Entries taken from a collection
Issue #1268, opened 2025-01-06
Build DAG from functions


zilto:
# Summary
Add first-class way to build a DAG from function objects (in contrast to DIY/ hacky). The user API could be either:
- `Builder().with_functions()`
- or an intermediary `my_module = module_from_functions(fns*)` then passed to `.with_modules()`

Goals:
- simplify codebase
- foundation for better hierarchical / nested  graph structures (i.e., subdags)

# Current
At the core of Hamilton, users:
1. write functions in a Python module ("dataflow code")
2. load that module in the "driver code" to build a DAG
3. execute the DAG via the Driver

## Problem
- It is currently possible to build Hamilton DAGs from functions, but we have no official "here's how you do it" that we guarantee we'll support.
  - `ad_hoc_utils` means exactly the opposite
- In a notebook, there's no good reason to create a module from a notebook function before passing to Hamilton (except our how constraints)
- Python module machinery is complex and adds indirection to the codebase (tests, notebook extension, LSP)

## Benefits
- **greatly** simply **many** unit tests
- facilitate marimo integration 

## Hamilton 2.0 / Broader perspective

There's no well-defined structure or purpose to Hamilton top-level modules (e.g., `nodes`, `graph_types`, `graph_utils`, `graph`, `ad_hoc_utils`, `base`, `hamilton.common`, `models`). I propose a structure that matches the Hamilton lifecycle:
- `hamilton.parser`: everything that deals with source code: how functions are written, if type annotations are present (not type matching), collecting functions from modules, converting a notebook cell string to a module, remove comments and docstring before hashing source code
- `hamilton.compiler`: converting code to DAG: structuring the DAG from functions, applying function modifiers, validating types, etc.
- remove `ad_hoc_utils`

Dev-iL:
Could you please clarify what would be the difference in terms of user-facing code? Are we not currently building DAGs exclusively out of functions?

skrawcz:
Yes there could be a big refactor for Hamilton 2.0. 

Otherwise the reason trying to make things look like a module was done, was so that we wouldn't have to rewire the internals of Hamilton which assumed a module would be passed in. `ad_hoc_utils` was named that on purpose because in our opinion we wanted people curating their code into modules as part of a SDLC; coupling functions with where you execute them makes them less usable and modular since you likely couple execution imports with the ones for the functions... Now there's been a lot of lessons and learnings since then, so there could be improvements here.

Question:

[...]

PR #1271, opened 2025-01-13
[WIP] feat: build FunctionGraph from functions

zilto:
- Relates to https://github.com/DAGWorks-Inc/hamilton/issues/1268

## Changes

- The changes affect core code path, but is generally safe. Only outdated tests using `graph.create_function_graph()` instead of `graph.FunctionGraph.from_modules()` needed to be updated.
- The function signature of `graph.create_function_graph()` was modified, but it was never advertised as a public API. Further rewiring could provide full backwards compatibility (could do after validating the general solution)

## TODO
- update documentation
- change `create_function_graph()` for fully backwards-compatible APi

## How I tested this
- all tests pass after slight edits

## Notes
- `graph.create_function_graph()` should really return a `FunctionGraph` instead of a `dict`

### DIFF
--- a/hamilton/graph.py
+++ b/hamilton/graph.py
@@ -143,7 +143,7 @@ def update_dependencies(
 
 
 def create_function_graph(
-    *modules: ModuleType,
+    *functions: List[Tuple[str, Callable]],
     config: Dict[str, Any],
     adapter: lifecycle_base.LifecycleAdapterSet = None,
     fg: Optional["FunctionGraph"] = None,
@@ -164,7 +164,6 @@ def create_function_graph(
         nodes = {}  # name -> Node
     else:
         nodes = fg.nodes
-    functions = sum([find_functions(module) for module in modules], [])
 
     # create non-input nodes -- easier to just create this in one loop
     for _func_name, f in functions:
@@ -733,8 +732,18 @@ class FunctionGraph:
         :return: a function graph.
         """
 
+        functions = sum([find_functions(module) for module in modules], [])
+        return FunctionGraph.from_functions(*functions, config=config, adapter=adapter, allow_module_overrides=allow_module_overrides)
+
+    @staticmethod
+    def from_functions(
+        *functions,
+        config: Dict[str, Any],
+        adapter: lifecycle_base.LifecycleAdapterSet = None,
+        allow_module_overrides: bool = False,
+    ) -> "FunctionGraph":
         nodes = create_function_graph(
-            *modules, config=config, adapter=adapter, allow_module_overrides=allow_module_overrides
+            *functions, config=config, adapter=adapter, allow_module_overrides=allow_module_overrides
         )
         return FunctionGraph(nodes, config, adapter)
 
--- a/hamilton/graph.py
+++ b/hamilton/graph.py
@@ -733,7 +733,12 @@ class FunctionGraph:
         """
 
         functions = sum([find_functions(module) for module in modules], [])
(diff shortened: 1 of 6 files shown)


elijahbenizzy:
Hey -- sorry, it's been a bit, will be looking over soon!

tests/function_modifiers/test_adapters.py
```diff
@@ -686,12 +681,9 @@ def test_load_from_with_multiple_inputs():
     def fn(data1: dict, data2: dict) -> dict:
         return {**data1, **data2}
 
-    fg = graph.create_function_graph(
-        ad_hoc_utils.create_temporary_module(fn),
-        config={},
-    )
+    fn_graph = graph.FunctionGraph.from_modules(ad_hoc_utils.create_temporary_module(fn), config={})
     # One filter, one loader for each and the transform function
-    assert len(fg) == 5
```
skrawcz, line 694: why does this need to change?

zilto: because the previous `graph.create_function_graph()` returns a `dict` not a `FunctionGraph`.

In the edited test, I changed it to `graph.FunctionGraph.from_modules()` which actually returns a `FunctionGraph`. The `.nodes` attribute returns the `dict` that's tested in the old test

hamilton/graph.py
```diff
@@ -143,7 +143,7 @@ def update_dependencies(
 
 
 def create_function_graph(
```
skrawcz, line 145: The type signature of this should be updated.

skrawcz: also 🤦 (at myself I think) that the name of this function and what it returns - a dict, not a function graph...

tests/function_modifiers/test_adapters.py
skrawcz: got it. thanks

skrawcz:
Yeah so what's left? This ?

* add in ability to pass functions and update code to handle that?
* add tests for new functionality
* add example

skrawcz:
My expectation

```python

# module Z

# module 1
def func1( ...) -> ...:
  ...

# module 1, or perhaps another module 2
def func2(...)->...:
  ...

# driver code somewhere else or in one of the modules - importing things appropriately
funcs = [func1, func2] 

driver.Builder().with_modules(module_z, *funcs) # this should work
```

leblancfg:
I saw the note in #1271:

>Benefits
>  facilitate marimo integration

FYI I attempted this with this branch, but it returns `TypeError: unhashable type: 'Cell'`.

zilto:
> I saw the note in #1271:
> 
> > Benefits
> > facilitate marimo integration
> 
> FYI I attempted this with this branch, but it returns `TypeError: unhashable type: 'Cell'`.

@leblancfg You're ahead of us! Will open a separate PR and share my marimo development pattern once this is merged. Feel free to discuss here #1274

elijahbenizzy:
OK, `with_modules(...)` shouldn't accept functions. `with_function(...)` should, IMO. 

That said -- in order to have function overrides, we should probably want to combine `from_fucntions` and `from_modules` into `construct(...)` or `compile(...)` that takes in a list of functions/modules. Happy to take a stab! Should be straightforward -- we can even leave around the old one for backwards compatibility.

skrawcz:
> OK, with_modules(...) shouldn't accept functions. with_function(...) should, IMO.

Disagree. I think this will make things more confusing, as it will:

1. create two ways to create nodes in the graph.
2. provide no clear precedence when say someone wants to override a function in a module.

zilto:
closing in favor of #1275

YOUR INSTRUCTIONS: The entries are to be retyped in full, with no alteration.

FINAL ANSWER:
Issue #1268, opened 2025-01-06
Build DAG from functions


zilto:
# Summary
Add first-class way to build a DAG from function objects (in contrast to DIY/ hacky). The user API could be either:
- `Builder().with_functions()`
- or an intermediary `my_module = module_from_functions(fns*)` then passed to `.with_modules()`

Goals:
- simplify codebase
- foundation for better hierarchical / nested  graph structures (i.e., subdags)

# Current
At the core of Hamilton, users:
1. write functions in a Python module ("dataflow code")
2. load that module in the "driver code" to build a DAG
3. execute the DAG via the Driver

## Problem
- It is currently possible to build Hamilton DAGs from functions, but we have no official "here's how you do it" that we guarantee we'll support.
  - `ad_hoc_utils` means exactly the opposite
- In a notebook, there's no good reason to create a module from a notebook function before passing to Hamilton (except our how constraints)
- Python module machinery is complex and adds indirection to the codebase (tests, notebook extension, LSP)

## Benefits
- **greatly** simply **many** unit tests
- facilitate marimo integration 

## Hamilton 2.0 / Broader perspective

There's no well-defined structure or purpose to Hamilton top-level modules (e.g., `nodes`, `graph_types`, `graph_utils`, `graph`, `ad_hoc_utils`, `base`, `hamilton.common`, `models`). I propose a structure that matches the Hamilton lifecycle:
- `hamilton.parser`: everything that deals with source code: how functions are written, if type annotations are present (not type matching), collecting functions from modules, converting a notebook cell string to a module, remove comments and docstring before hashing source code
- `hamilton.compiler`: converting code to DAG: structuring the DAG from functions, applying function modifiers, validating types, etc.
- remove `ad_hoc_utils`

Dev-iL:
Could you please clarify what would be the difference in terms of user-facing code? Are we not currently building DAGs exclusively out of functions?

skrawcz:
Yes there could be a big refactor for Hamilton 2.0. 

Otherwise the reason trying to make things look like a module was done, was so that we wouldn't have to rewire the internals of Hamilton which assumed a module would be passed in. `ad_hoc_utils` was named that on purpose because in our opinion we wanted people curating their code into modules as part of a SDLC; coupling functions with where you execute them makes them less usable and modular since you likely couple execution imports with the ones for the functions... Now there's been a lot of lessons and learnings since then, so there could be improvements here.

Question:

[...]

PR #1271, opened 2025-01-13
[WIP] feat: build FunctionGraph from functions

zilto:
- Relates to https://github.com/DAGWorks-Inc/hamilton/issues/1268

## Changes

- The changes affect core code path, but is generally safe. Only outdated tests using `graph.create_function_graph()` instead of `graph.FunctionGraph.from_modules()` needed to be updated.
- The function signature of `graph.create_function_graph()` was modified, but it was never advertised as a public API. Further rewiring could provide full backwards compatibility (could do after validating the general solution)

## TODO
- update documentation
- change `create_function_graph()` for fully backwards-compatible APi

## How I tested this
- all tests pass after slight edits

## Notes
- `graph.create_function_graph()` should really return a `FunctionGraph` instead of a `dict`

### DIFF
--- a/hamilton/graph.py
+++ b/hamilton/graph.py
@@ -143,7 +143,7 @@ def update_dependencies(
 
 
 def create_function_graph(
-    *modules: ModuleType,
+    *functions: List[Tuple[str, Callable]],
     config: Dict[str, Any],
     adapter: lifecycle_base.LifecycleAdapterSet = None,
     fg: Optional["FunctionGraph"] = None,
@@ -164,7 +164,6 @@ def create_function_graph(
         nodes = {}  # name -> Node
     else:
         nodes = fg.nodes
-    functions = sum([find_functions(module) for module in modules], [])
 
     # create non-input nodes -- easier to just create this in one loop
     for _func_name, f in functions:
@@ -733,8 +732,18 @@ class FunctionGraph:
         :return: a function graph.
         """
 
+        functions = sum([find_functions(module) for module in modules], [])
+        return FunctionGraph.from_functions(*functions, config=config, adapter=adapter, allow_module_overrides=allow_module_overrides)
+
+    @staticmethod
+    def from_functions(
+        *functions,
+        config: Dict[str, Any],
+        adapter: lifecycle_base.LifecycleAdapterSet = None,
+        allow_module_overrides: bool = False,
+    ) -> "FunctionGraph":
         nodes = create_function_graph(
-            *modules, config=config, adapter=adapter, allow_module_overrides=allow_module_overrides
+            *functions, config=config, adapter=adapter, allow_module_overrides=allow_module_overrides
         )
         return FunctionGraph(nodes, config, adapter)
 
--- a/hamilton/graph.py
+++ b/hamilton/graph.py
@@ -733,7 +733,12 @@ class FunctionGraph:
         """
 
         functions = sum([find_functions(module) for module in modules], [])
(diff shortened: 1 of 6 files shown)


elijahbenizzy:
Hey -- sorry, it's been a bit, will be looking over soon!

tests/function_modifiers/test_adapters.py
```diff
@@ -686,12 +681,9 @@ def test_load_from_with_multiple_inputs():
     def fn(data1: dict, data2: dict) -> dict:
         return {**data1, **data2}
 
-    fg = graph.create_function_graph(
-        ad_hoc_utils.create_temporary_module(fn),
-        config={},
-    )
+    fn_graph = graph.FunctionGraph.from_modules(ad_hoc_utils.create_temporary_module(fn), config={})
     # One filter, one loader for each and the transform function
-    assert len(fg) == 5
```
skrawcz, line 694: why does this need to change?

zilto: because the previous `graph.create_function_graph()` returns a `dict` not a `FunctionGraph`.

In the edited test, I changed it to `graph.FunctionGraph.from_modules()` which actually returns a `FunctionGraph`. The `.nodes` attribute returns the `dict` that's tested in the old test

hamilton/graph.py
```diff
@@ -143,7 +143,7 @@ def update_dependencies(
 
 
 def create_function_graph(
```
skrawcz, line 145: The type signature of this should be updated.

skrawcz: also 🤦 (at myself I think) that the name of this function and what it returns - a dict, not a function graph...

tests/function_modifiers/test_adapters.py
skrawcz: got it. thanks

skrawcz:
Yeah so what's left? This ?

* add in ability to pass functions and update code to handle that?
* add tests for new functionality
* add example

skrawcz:
My expectation

```python

# module Z

# module 1
def func1( ...) -> ...:
  ...

# module 1, or perhaps another module 2
def func2(...)->...:
  ...

# driver code somewhere else or in one of the modules - importing things appropriately
funcs = [func1, func2] 

driver.Builder().with_modules(module_z, *funcs) # this should work
```

leblancfg:
I saw the note in #1271:

>Benefits
>  facilitate marimo integration

FYI I attempted this with this branch, but it returns `TypeError: unhashable type: 'Cell'`.

zilto:
> I saw the note in #1271:
> 
> > Benefits
> > facilitate marimo integration
> 
> FYI I attempted this with this branch, but it returns `TypeError: unhashable type: 'Cell'`.

@leblancfg You're ahead of us! Will open a separate PR and share my marimo development pattern once this is merged. Feel free to discuss here #1274

elijahbenizzy:
OK, `with_modules(...)` shouldn't accept functions. `with_function(...)` should, IMO. 

That said -- in order to have function overrides, we should probably want to combine `from_fucntions` and `from_modules` into `construct(...)` or `compile(...)` that takes in a list of functions/modules. Happy to take a stab! Should be straightforward -- we can even leave around the old one for backwards compatibility.

skrawcz:
> OK, with_modules(...) shouldn't accept functions. with_function(...) should, IMO.

Disagree. I think this will make things more confusing, as it will:

1. create two ways to create nodes in the graph.
2. provide no clear precedence when say someone wants to override a function in a module.

zilto:
closing in favor of #1275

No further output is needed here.